As an aside, I wondered instead about modifying wm8903_remove() to disable mic detection, and clear any status. However, even if we do that, I think we still want to make this change too, since I think we want probe() to work the first time without relying on previous HW state?
sound/soc/codecs/wm8903.c | 11 ++++++++++- 1 files changed, 10 insertions(+), 1 deletions(-)
diff --git a/sound/soc/codecs/wm8903.c b/sound/soc/codecs/wm8903.c index 304b5cf..d00a2b3 100644 --- a/sound/soc/codecs/wm8903.c +++ b/sound/soc/codecs/wm8903.c @@ -1946,7 +1946,16 @@ static int wm8903_probe(struct snd_soc_codec *codec)
snd_soc_update_bits(codec, WM8903_INTERRUPT_CONTROL, WM8903_IRQ_POL, irq_pol); - + + /* + * Ensure mic detection interrupts are masked until after + * wm8903_mic_detect() is called, so that wm8903_irq() has + * a valid wm8903->mic_jack() to report on. + */ + snd_soc_update_bits(codec, WM8903_INTERRUPT_STATUS_1_MASK, + WM8903_MICDET_EINT | WM8903_MICSHRT_EINT, + WM8903_MICDET_EINT | WM8903_MICSHRT_EINT); + ret = request_threaded_irq(wm8903->irq, NULL, wm8903_irq, trigger | IRQF_ONESHOT, "wm8903", codec);
On Fri, Jun 08, 2012 at 11:37:54AM -0600, Stephen Warren wrote:
This problem can be triggered by fully initializing an audio card, then removing and re-inserting the machine driver module. This would leave mic detection enabled in HW, and mic_jack set to a stale value.
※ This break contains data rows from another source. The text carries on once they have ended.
PR #110, opened 2026-06-24
feat: add stats printing as ne setting in documentsToPrint

nina-dk:
[Task](https://partners.flarmio.com/admin/dev/all/tasks?savedView=6a0d8b33cdba6716a23271b8&task=6a32950db7f0cdd0253fc705)

### DIFF
--- a/src/modules/printer.ts
+++ b/src/modules/printer.ts
@@ -647,7 +647,8 @@ const printTextFunc = async (
   text: string,
   alignment: 'left' | 'center' | 'right',
   copies: number = 1,
-  lang: SupportedLanguages = 'el'
+  lang: SupportedLanguages = 'el',
+  requiredDocument: string = 'TEXT'
 ) => {
   let successCount = 0;
   const errors: Array<{ printerIdentifier: string; error: unknown }> = [];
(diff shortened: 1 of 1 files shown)


Knorcedger (commented):
Mike code review (read-only, against `main`). I found two minor issues worth addressing/confirming:

1. `STATS` is not present in the default `documentsToPrint` list. With the current implementation, a caller using `documentType: 'STATS'` will be skipped on printers that still have the default documents config; if no printer has been explicitly configured with `STATS`, `/print-text` fails with `Failed to print text to any printer`. Please confirm the rollout adds/exposes `STATS` in printer settings, or update the defaults/schema as needed.

2. `req.body.documentType` is passed through without validation, unlike `alignment`. A typo such as `STAT` will make every printer skip and return the generic print failure instead of a clear 400/validation error. Consider validating against supported document types or returning a clearer error.

I also verified the PR description contains a flarmio-partners task link.

Knorcedger (approved):
Reviewed the stats printing setting changes. I did not find code issues.

Task link present: https://partners.flarmio.com/admin/dev/all/tasks?savedView=6a0d8b33cdba6716a23271b8&task=6a32950db7f0cdd0253fc705

Note: no local build/test/lint was run as part of this read-only review.

PR #112, opened 2026-06-30
feat: print order QR to assign delivery person

nina-dk:
[Task](https://partners.flarmio.com/admin/dev/all/tasks?savedView=6a0d8b33cdba6716a23271b8&project=quickord&status=todo%2Cin_progress%2Cin_review%2Cpaused%2Cdone&assignee=69fd2d4b8ccea86c7add5aae&task=6a4224d7436ce54500b2c539)


src/modules/printer.ts
```diff
@@ -3753,6 +3753,37 @@ export const printOrder = async (
             )
           );
         }
+
+        // Delivery-assignment QR: a delivery person scans it to open the order
+        // and claim it. Present only for delivery orders when the venue setting
+        // is on (gated by the frontend before the order reaches here).
+        if (order.assignmentQrUrl) {
```
Knorcedger, line 3760: The only in-code gate here is `if (order.assignmentQrUrl)` — there is no check on printer role/type or copy index. This block lives inside the per-printer × per-copy loop, so the "SCAN TO CLAIM THIS ORDER" QR will print on **every** printer that prints this order ticket (kitchen/prep/bar stations included), and on every copy.

The comment says gating is "done by the frontend," but the frontend sends a single order payload that the server fans out to all matching printers — it cannot select *which* of this server's printers gets the QR. So if the claim QR is meant to appear only on a dispatch/cashier copy, this design will over-print it onto kitchen tickets too.

Is printing the claim QR on every station ticket intended? If not, the gate likely needs to live server-side (e.g. only on the printer that carries the full order, or a dedicated dispatch role), since the frontend cannot express per-printer targeting through this path. Either way, please confirm — happy to approve once this is intentional/documented.

Knorcedger (commented):
Automated review (Mike) — head `55cbac7`.

The QR feature is clean and well-implemented: the notice goes through `tr(..., settings.transliterate)` per the repo convention, the QR payload (a URL) is correctly left un-transliterated, `printQR` options match the existing AADE QR usage, alignment is reset on every path (incl. the catch), and the `z.string().optional()` guard plus `if (order.assignmentQrUrl)` correctly skip empty values. No crashes or type issues.

One concern worth confirming before merge (inline). Not approving pending the author's call on it.

src/modules/printer.ts
Knorcedger: Re-checked on `e940409` (the *fix: fix order QR layout* commit). That commit only reorders the QR block above the POWERED BY / AADE-notice section and centers the POWERED BY line — it does **not** add any per-printer or copy-index gate. So this point is still open: the claim QR continues to print on every matching station printer (kitchen/bar included) and on every copy. Could you confirm whether printing it on all station tickets is intended? Happy to approve once it's confirmed intentional or gated server-side.

src/modules/printer.ts
```diff
@@ -3730,8 +3730,39 @@ export const printOrder = async (
           );
         }
 
+        // Delivery-assignment QR: a delivery person scans it to open the order
+        // and claim it. Present only for delivery orders when the venue setting
+        // is on (gated by the frontend before the order reaches here).
+        if (order.assignmentQrUrl) {
+          printer.newLine();
+          printer.alignCenter();
+          printer.println(
```
Knorcedger, line 3739: Minor (non-blocking): the notice `println(... assignQrNotice ...)` is emitted here, *before* the `try`. `printQR` builds the QR bytes synchronously and can throw on bad input (e.g. a long signed delivery deep-link that overflows the symbol capacity at `correction: 'Q'`, `model: 4`). When it does, the `catch` logs and continues, so the receipt prints "SCAN TO CLAIM THIS ORDER" with no QR beneath it — an orphaned, un-scannable instruction. Consider moving the notice `println` inside the `try` after `printQR` (or only printing it on success) so the notice and QR succeed or fail together. Also note the "Failed to print" log can only fire for synchronous encode errors — actual transmission failures happen later in `executePrinter`, outside this `try`.

Knorcedger (approved):
Mike review approved.

I verified the Flarmio Partners task link, ran Claude Code /code-review, and found no blocking issues. The QR printing follows the existing AADE QR pattern and the added schema/translation changes match repo conventions.

PR #115, opened 2026-07-02
fix: improve network scan & printers status response times

nina-dk:
[Task](https://partners.flarmio.com/admin/dev/all/tasks?savedView=69fdb53afa09045de57bf516&project=quickord&status=todo%2Cin_progress%2Cin_review%2Cpaused%2Cdone&assignee=69fd2d4b8ccea86c7add5aae&task=6a452079c6ca86f2719be09b)


src/modules/network.ts
```diff
@@ -55,38 +86,21 @@ export default async function scanNetworkForConnections(): Promise<
...
+  const portResults = await runPool(targets, SCAN_CONCURRENCY, ({ ip, port }) =>
+    checkPort(ip, port)
+  );
 
-  // Step 3: Filter and collect open ports
+  const printers: { ip: string; port: number }[] = [];
   for (const result of portResults) {
     if (result.open) {
-      printers.push({ id: result.ip, ip: result.ip, port: result.port });
+      printers.push({ ip: result.ip, port: result.port });
```
Knorcedger, line 103: The scan results used to carry `id: result.ip` over the wire (both the `/network` HTTP response and the `scanNetworkResponse` WS payload), even though the declared return type only promised `{ ip, port }`. Dropping `id` is fine on the type level, but can any frontend/backend consumer still key scanned devices on `.id`? Since `id` was always equal to `ip`, worth a quick confirm that the FE list rendering / dedup doesn't rely on it before merging.

Knorcedger (approved):

Task link verified: https://partners.flarmio.com/admin/dev/tasks/6a452079c6ca86f2719be09b (`quickord`, P1 bug).

I reviewed the diff with Claude Code `/code-review` and checked the PR manually. No blocking correctness or regression issues found.

Summary:
- Direct TCP scan with bounded concurrency is a good replacement for the Windows `ping.exe` fan-out and should keep discovery well below the backend/Heroku timeout budget.
- Parallel `checkPrinters` keeps response shape/order while avoiding sequential ~19s-per-printer worst cases.
- `version` lookup now matches the packaged/service runtime path, with the old `__dirname` path retained as fallback.

Non-blocking follow-ups:
- `ping` and `@types/ping` are now unused and can be removed from `package.json` in a cleanup.
- Existing debounce keying on `settings.id || ''` can collide for id-less printers; not introduced by this PR, but worth a follow-up if USB/id-less configs are common.

CI note: GitHub reports no checks for this branch.

src/modules/network.ts
nina-dk: Confirmed safe — no consumer keys on `.id`, and it never reached the FE anyway:

- **BE strips it before the wire:** `requestNetworkScan` is typed `{ ip, port }[]` (dispatcher.ts) and the GraphQL `LanConnectionType` exposes only `ip`/`port` (scanPrinterNetwork.ts), so `id` was dropped at serialization even when the PS sent it.
- **FE never reads it:** `ScanPrinterNetwork.gql` selects only `ip`/`port`; the one consumer (`printer-settings.tsx` `refreshConnections`) dedups by `p.ip` and generates its own `makePrinterId()` for the row — it never touches a scan `.id`.
- **Android** does not use the scan feature (no references).

Also pushed the cleanup: removed the now-unused `ping` / `@types/ping` from `package.json` (+ lockfile).

PR #116, opened 2026-07-02
feat: add self-service-dinein to orderMethodsToPrint

nina-dk:
[Task](https://partners.flarmio.com/admin/dev/all/tasks?savedView=6a0d8b33cdba6716a23271b8&project=quickord&status=todo%2Cin_progress%2Cin_review%2Cpaused%2Cdone&assignee=69fd2d4b8ccea86c7add5aae&task=6a3d3938621e342c8bbde324)

### DIFF
--- a/src/modules/common.ts
+++ b/src/modules/common.ts
@@ -513,6 +513,11 @@ export const SERVICES: Record<string, ServiceType> = {
     label_en: 'ON THE GO',
     label_el: 'ΣΤΟ ΧΕΡΙ',
   },
+  self_service_dine_in: {
+    value: 'self_service_dine_in',
+    label_en: 'SELF SERVICE',
+    label_el: 'ΑΥΤΟΕΞΥΠΗΡΕΤΗΣΗ',
+  },
 };
 
 export const DISCOUNTTYPES: Record<string, ServiceType> = {
--- a/src/modules/settings.ts
+++ b/src/modules/settings.ts
@@ -121,6 +121,7 @@ export const PrinterSettings = z.object({
       'WOLT',
       'FAGI',
       'BOX',
+      'SELF_SERVICE_DINE_IN',
     ]),
   categoriesToNotPrint: z
     .array(z.string(), {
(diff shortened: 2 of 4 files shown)


Knorcedger (changes requested):
⚠️ Mike review complete — changes requested.

Task gate: verified Flarmio Partners task `6a3d3938621e342c8bbde324` (`quickord`, P2, type `fe_be`) and linked this PR to it.

Reviewed read-only with Claude Code `/code-review` against `main`. No builds/tests/lint/typecheck were run.

Blocking finding:
- `SELF_SERVICE_DINE_IN` is a dine-in variant, but table-number rendering still only checks `orderType === 'DINE_IN'`. If these orders carry `tableNumber` / `tableNumbers`, tickets will print the service label but omit the table, which is likely wrong operationally.
  - `src/modules/printer.ts:3174` main order print path
  - `src/modules/printer.ts:4003` order-comments print path
  - `src/modules/common.ts:1158` / `src/modules/common.ts:1175` shared receipt/order label lines

Suggested fix: introduce a small helper/set for dine-in order types, e.g. `['DINE_IN', 'SELF_SERVICE_DINE_IN'].includes(orderType)`, and reuse it in these table-number gates. If product intent is explicitly that self-service dine-in tickets should not show tables, please confirm that in the PR and I can re-review.

Non-blocking rollout note: existing printer configs still need the FE setting re-saved unless a separate migration/backfill is intended.

Knorcedger (approved):
✅ Mike re-review complete — approved.

Retracting my previous table-number blocker. Product clarification: self-service dine-in is registered/handled as a takeaway/package method, and table numbers are intentionally not wanted on these tickets. Given that, the strict `DINE_IN` table-number gates are correct and should not include `SELF_SERVICE_DINE_IN`.

Task gate remains verified: Flarmio Partners task `6a3d3938621e342c8bbde324` (`quickord`, P2, type `fe_be`) is linked to this PR.

No blocking issues found. The PR correctly adds `SELF_SERVICE_DINE_IN` to accepted printer settings/order type validation plus labels/services, matching the BE/FE enum casing.

Read-only re-review; no builds/tests/lint/typecheck were run.

PR #117, opened 2026-07-03
fix: make discount productId nullable, timeout WS connection attempts…

nina-dk:
… & install watchdog to reconnect

[Task](https://partners.flarmio.com/admin/dev/all/tasks?project=quickord&status=todo%2Cin_progress%2Cin_review%2Cpaused%2Cdone&assignee=69fd2d4b8ccea86c7add5aae&savedView=6a0d8b33cdba6716a23271b8&task=6a476fa0b839d3ae1fd90292)


Knorcedger (approved):
Reviewed with Claude Code `/code-review` (read-only, no build/test/lint run by reviewer).

No blockers found. The WS handshake timeout + watchdog path is guarded against duplicate live sockets, `connectStartedAt` is correctly paired with each CONNECTING socket, and nullable discount `productId` is safe with existing downstream checks.

Non-blocking: in the rare case where `handshakeTimeout` itself never fires, watchdog recovery can take up to ~60s because of the 30s interval plus 30s stuck threshold. Acceptable as a backstop.

PR #120, opened 2026-07-10
fix: trim surrounding whitespace & increase contrast for better logo …

nina-dk:
…printing

[Task](https://partners.flarmio.com/admin/dev/all/tasks?status=todo%2Cin_progress%2Cin_review%2Cpaused%2Cdone&assignee=69fd2d4b8ccea86c7add5aae&savedView=6a0d8b33cdba6716a23271b8&project=quickord&task=69fd2d568ccea86c7add5bb3)

### DIFF
--- a/src/modules/common.ts
+++ b/src/modules/common.ts
@@ -143,9 +143,14 @@ const saveCachedImage = (url: string, buffer: Buffer): void => {
   }
 };
 
-const downloadAndProcessImage = async (url: string): Promise<Buffer> => {
-  // Check cache first
-  const cachedImage = getCachedImage(url);
+const downloadAndProcessImage = async (
+  url: string,
+  trimTransparent = false
+): Promise<Buffer> => {
+  // Cache key includes the trim flag: the same URL processed both ways yields
+  // different rasters, so they must not share an entry.
+  const cacheKey = trimTransparent ? `${url}#trim` : url;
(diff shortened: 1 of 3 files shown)


Knorcedger (changes requested):
*Mike review complete.*

Partners task verified and linked: `69fd2d568ccea86c7add5bb3`.

Found 1 issue that should be fixed before merge:

- *P2* `src/modules/common.ts`: avoid trimming transparent padding for all markdown images. The shared `downloadAndProcessImage` path is used by markdown images, not only venue logos. If `issuerText` contains a QR/barcode image with a transparent quiet zone, flattening and trimming that transparent margin can leave code modules at the image edge and make the printed code harder or impossible to scan. Make trimming opt-in for logos, or otherwise preserve required padding for generic markdown images.

Knorcedger (approved):
*Mike rereview complete.*

Partners task verified and linked: `69fd2d568ccea86c7add5bb3`.

No blocking issues found on latest head `3816a42`.

Notes:
- The previous QR/barcode quiet-zone issue is fixed: transparent trimming is now opt-in and only `printLogo` passes it, while markdown images keep padding.
- I verified the Sharp `0.34.3` pipeline for padded transparent logos: current chain renders `300x150`, same as explicit trim-before-resize, so the logo sizing concern is not a blocker.

PR #121, opened 2026-07-14
feat: new setting for bold prices in order print

nina-dk:
[Task](https://partners.flarmio.com/admin/dev/all/tasks?project=quickord&status=todo%2Cin_progress%2Cin_review%2Cpaused%2Cdone&assignee=69fd2d4b8ccea86c7add5aae&savedView=6a0d8b33cdba6716a23271b8&task=6a490d12041c1bcca7249b78)

### DIFF
--- a/src/modules/printer.ts
+++ b/src/modules/printer.ts
@@ -3241,6 +3241,24 @@ export const printOrder = async (
         ]);
 
         const boldOrderType = settings.textOptions?.includes('BOLD_ORDER_TYPE');
+        const boldPrices = settings.textOptions?.includes('BOLD_PRICES');
+
+        // Enlarges a money line when BOLD_PRICES is on, then restores the
+        // configured text size. Skipped while BOLD_PRODUCTS is active, since
+        // that already prints the whole product block enlarged.
+        const printBoldPrice = (print: () => void, alreadyEnlarged = false) => {
+          const enlarge = boldPrices && !alreadyEnlarged;
+          if (enlarge) {
+            printer.bold(true);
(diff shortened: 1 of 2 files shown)


Knorcedger (changes requested):
Thanks Antonina. I found one blocker before approval:

`BOLD_PRICES` is suppressed when `BOLD_PRODUCTS` is also enabled. In `src/modules/printer.ts`, product lines calculate `enlargePrice` as `boldPrices && !boldProducts`, and the shared `printBoldPrice(..., boldProducts)` calls skip the new bold-price behavior when products are already enlarged. But `BOLD_PRODUCTS` only changes text size here; it does not keep the later discount/product-total lines bold. So with both toggles enabled, the explicit `BOLD_PRICES` setting will not reliably make prices bold.

Relevant spots:
- `src/modules/printer.ts:3547` skips inline price bolding when `boldProducts` is true.
- `src/modules/printer.ts:3598` and the product-total print path pass `boldProducts` as `alreadyEnlarged`, which suppresses `printer.bold(true)` too.

Please separate the concepts: avoid double-enlarging when products are already enlarged, but still apply `printer.bold(true)` for price text when `BOLD_PRICES` is enabled.

I also noticed the implementation enlarges prices (`setTextSize(1, 0)`) in addition to bolding them. If that is intentional, fine; otherwise the task wording only asks for bold prices/order total, and double-width prices can wrap on narrower printers.

Verdict: request changes.

I did not run builds/tests/lint, per read-only review policy.

Knorcedger (approved):
Rereviewed the current diff. No actionable issues found.

PR #123, opened 2026-07-16
add venueId to fetch incident reports & increase abort timeout for lo…

nina-dk:
…ngpoll

[task](https://partners.flarmio.com/admin/dev/all/tasks?savedView=69fdb53afa09045de57bf516&project=quickord&status=todo%2Cin_progress%2Cin_review%2Cpaused%2Cdone&assignee=69fd2d4b8ccea86c7add5aae&task=6a58dad9eff9884407d2ee9f)


Knorcedger (approved):
Reviewed. No blocking issues found.

Non-blocking note: `AbortError` suppression is implemented inside shared `postJson`, so it applies to both `/print-jobs/poll` and `/print-jobs/result`. That looks acceptable because it only suppresses self-inflicted fetch timeouts when curl fallback succeeds, but it is slightly broader than the long-poll-specific comment implies.

Checks: I did not run builds, tests, lint, typecheck, package scripts, or CI scripts, per review constraints.

PR #124, opened 2026-07-17
fix: improve product/choices alignment when bold_products is enabled

nina-dk:
[Task](https://partners.flarmio.com/admin/dev/all/tasks?savedView=69fdb53afa09045de57bf516&project=quickord&status=todo%2Cin_progress%2Cin_review%2Cpaused%2Cdone&assignee=69fd2d4b8ccea86c7add5aae&task=6a58d232665f2e55d52a43cc)

### DIFF
--- a/src/modules/common.ts
+++ b/src/modules/common.ts
@@ -671,74 +671,10 @@ interface ProductOption {
   choices?: OptionChoice[];
 }
 
-export const printOptionDetails = (
-  printer,
-  options: ProductOption[],
-  lang: string,
-  settings: any
-) => {
-  options?.forEach((option) => {
-    let optionLabel = normalizeGreek(getTitle(option.content, lang))
-      .toUpperCase()
-      .trim();
-    if (!optionLabel.endsWith(':') && optionLabel.length > 0) {
-      optionLabel = `${optionLabel}: `;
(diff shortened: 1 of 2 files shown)


Knorcedger (changes requested):
Found one regression that should be fixed before merge.

- [P2] `src/modules/common.ts:724-726` — when a choice makes the current line exactly `width` characters, the next choice enters the wrap branch but `current.length + 1 <= width` is false, so the comma separator is not emitted before `pushCurrent()`. This regresses the previous `choiceValues.join(", ")` behavior and can print adjacent choices without a separator whenever the preceding choice exactly fills the line.

I did not run builds/tests/lint, per review-only policy.

Knorcedger (approved):
Rereviewed after Antonina’s comments and rechecked the diffs.

You were right: my previous separator finding is not approval-blocking. At the exact-width boundary the choices are separated by a line break, so they are not printed adjacent; the missing trailing comma is cosmetic/trade-off rather than ambiguous output. For the printer-server PR specifically, the flagged separator branch is also pre-existing on `main`, so it is not introduced by this PR.

No approval-blocking findings from the rereview.

I did not run builds/tests/lint, per review-only policy.

PR #125, opened 2026-07-20
fix: enhance WebSocket failure reporting & add jitter to longpoll req…

nina-dk:
…uests

[Task](https://partners.flarmio.com/admin/dev/quickord/tasks?status=todo%2Cin_progress%2Cin_review%2Cpaused%2Cdone&assignee=69fd2d4b8ccea86c7add5aae&savedView=6a0d8b33cdba6716a23271b8&task=6a5dd100d054cf7d91e847f0)

### DIFF
--- a/src/modules/api.ts
+++ b/src/modules/api.ts
@@ -154,7 +154,7 @@ const reportWebSocketFailure = async (details: {
   url: string;
   venueId: string;
 }): Promise<void> => {
-  const message = `Problem: printer-server blocked from opening its WebSocket to ${details.url} for venue ${details.venueId} for ${details.outageMinutes}min (${details.attempts} attempts) — ${details.category} (${details.code}): ${details.message}. Needs a firewall/proxy/TLS fix on the venue's network; printing still works over the pull channel.`;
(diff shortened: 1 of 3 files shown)


Knorcedger (changes requested):
Requesting changes.

Blocking finding:

`src/modules/wsClient.ts:689-690` now suppresses sustained WebSocket outage reports unless the last error category is in `REPORTABLE_WS_CATEGORIES`. That excludes handshake timeouts / `UNKNOWN`, but this same file documents a key real-world blocked-WS case as a firewall/proxy accepting TCP and black-holing the upgrade. In `ws`, that commonly surfaces as an opening-handshake timeout without a useful code, so a permanently blocked venue can now retry forever with only local logs and never raise `addError`/Slack.

The new 15-minute duration gate already handles transient-noise reduction; filtering out timeout/unknown transport blocks regresses the previous “report persistent cannot-open-WS” behavior. Please keep persistent handshake timeout/unknown failures reportable, or otherwise prove those blocked cases are classified into one of the allowed categories.

The long-poll jitter change looks safe and scoped.

I did not run builds, tests, lint, or verification scripts per review instructions.

Knorcedger (approved):
Rereviewed latest changes. Task link verified against Flarmio Partners task 6a5dd100d054cf7d91e847f0.\n\nNo blocking findings. The latest commit removes the reportable-category allow-list so persistent pre-open UNKNOWN/TIMEOUT failures can now report after the sustained-outage gate, while stable/deliberate reconnect paths reset the episode state. I also checked the timer/connection cleanup paths and did not see a regression.\n\nRead-only review only: no builds/tests/lint/typecheck/install scripts were run.

PR #261, opened 2017-04-18
Update default IOPS for AWS gp2 volumes to 100

chancez:
The minimum value for gp2 IOPS is 100, this updates the default to
reflect this.

Without this, if a user runs terraform plan or apply, it would inform
the user that the volume needs to be recreated due to IOPs changing from
"100" => "0" after the refresh gathers AWS' default value of "100" from
the API.

### DIFF
--- a/platforms/aws/variables.tf
+++ b/platforms/aws/variables.tf
@@ -88,7 +88,7 @@ variable "tectonic_aws_etcd_root_volume_size" {
 
 variable "tectonic_aws_etcd_root_volume_iops" {
   type        = "string"
-  default     = "0"
+  default     = "100"
   description = "The amount of provisioned IOPS for the root block device of etcd nodes."
 }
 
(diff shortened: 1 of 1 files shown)


chancez:
cc @s-urbaniak for a review.

sym3tri:
nice catch

s-urbaniak:
Thanks, indeed a good catch. I did check the final IOPs being set to 100 on the AWS console but didn't see the messages you mentioned during my tests. Without deeper investigation the only difference I see that I tested this in eu-west-1, maybe the behavior is a little different here?!

Nevertheless merging this, since this is a sane default. Thanks!

chancez:
@s-urbaniak to see the effect, you would have had to run apply, then run plan/apply again afterwards. After the plan/apply refreshes the data, it would detect the current value is 100, but the desired is 0.

Easiest way to remember is check your work by running a `terraform plan` after `terraform apply` to make sure stuff is idempotent and not changing.

PR #265, opened 2017-04-19
modules/tectonic: add ingress role

robszumski:
Docs for using this are available in https://github.com/coreos-inc/tectonic/pull/1727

This isn't a good fix for this issue, - the fact that it works is more a sign that nobody got round to moving the interrupt registration to the I2C probe() function than anything else.
As an aside, I wondered instead about modifying wm8903_remove() to disable mic detection, and clear any status. However, even if we do that, I think we still want to make this change too, since I think we want probe() to work the first time without relying on previous HW state?
It does currently work without relying on previous hardware state, the first thing that we do with the chip as soon as we get control of it is a hard reset.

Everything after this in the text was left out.